§ **DIRECTIONS**: Which lines in the data below contain the word "commits"? Copy each of them.

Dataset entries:
───
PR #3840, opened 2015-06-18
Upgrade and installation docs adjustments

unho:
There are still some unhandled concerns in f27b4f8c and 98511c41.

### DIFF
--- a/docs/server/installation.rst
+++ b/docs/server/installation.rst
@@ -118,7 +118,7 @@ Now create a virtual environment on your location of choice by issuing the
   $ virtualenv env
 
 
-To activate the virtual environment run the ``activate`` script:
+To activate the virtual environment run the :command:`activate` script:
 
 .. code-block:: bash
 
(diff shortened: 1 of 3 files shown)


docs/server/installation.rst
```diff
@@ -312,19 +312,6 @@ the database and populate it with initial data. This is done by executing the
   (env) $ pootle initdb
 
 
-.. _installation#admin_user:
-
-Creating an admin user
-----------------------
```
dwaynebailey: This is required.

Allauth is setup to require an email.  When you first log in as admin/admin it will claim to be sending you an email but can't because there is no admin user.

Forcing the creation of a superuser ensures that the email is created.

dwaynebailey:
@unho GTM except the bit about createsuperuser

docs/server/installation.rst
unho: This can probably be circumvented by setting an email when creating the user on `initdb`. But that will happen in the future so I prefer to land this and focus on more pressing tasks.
───
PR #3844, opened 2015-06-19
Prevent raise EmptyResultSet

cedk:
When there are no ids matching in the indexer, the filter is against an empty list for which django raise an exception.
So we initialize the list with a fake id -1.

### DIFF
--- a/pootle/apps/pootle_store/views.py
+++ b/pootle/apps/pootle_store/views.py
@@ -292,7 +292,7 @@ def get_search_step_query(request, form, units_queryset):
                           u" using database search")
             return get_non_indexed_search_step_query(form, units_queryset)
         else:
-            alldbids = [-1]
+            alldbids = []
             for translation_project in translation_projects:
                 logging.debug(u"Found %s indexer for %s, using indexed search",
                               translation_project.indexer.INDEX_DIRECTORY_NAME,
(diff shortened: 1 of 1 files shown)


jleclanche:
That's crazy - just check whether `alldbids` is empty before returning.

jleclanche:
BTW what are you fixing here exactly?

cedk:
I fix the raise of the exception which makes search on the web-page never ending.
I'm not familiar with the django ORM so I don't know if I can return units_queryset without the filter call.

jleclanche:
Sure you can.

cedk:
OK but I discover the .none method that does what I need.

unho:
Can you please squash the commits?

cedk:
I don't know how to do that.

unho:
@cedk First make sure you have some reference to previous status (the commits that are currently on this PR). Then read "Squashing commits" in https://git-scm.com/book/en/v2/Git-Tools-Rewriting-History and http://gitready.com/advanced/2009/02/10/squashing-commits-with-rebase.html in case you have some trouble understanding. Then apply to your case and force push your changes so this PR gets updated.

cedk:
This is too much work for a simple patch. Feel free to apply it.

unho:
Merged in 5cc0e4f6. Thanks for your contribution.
───
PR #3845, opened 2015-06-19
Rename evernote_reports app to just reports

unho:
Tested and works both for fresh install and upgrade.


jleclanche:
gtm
───
§ **SOLVED PROBLEM**:
Can you please squash the commits?
@cedk First make sure you have some reference to previous status (the commits that are currently on this PR). Then read "Squashing commits" in https://git-scm.com/book/en/v2/Git-Tools-Rewriting-History and http://gitready.com/advanced/2009/02/10/squashing-commits-with-rebase.html in case you have some trouble understanding. Then apply to your case and force push your changes so this PR gets updated.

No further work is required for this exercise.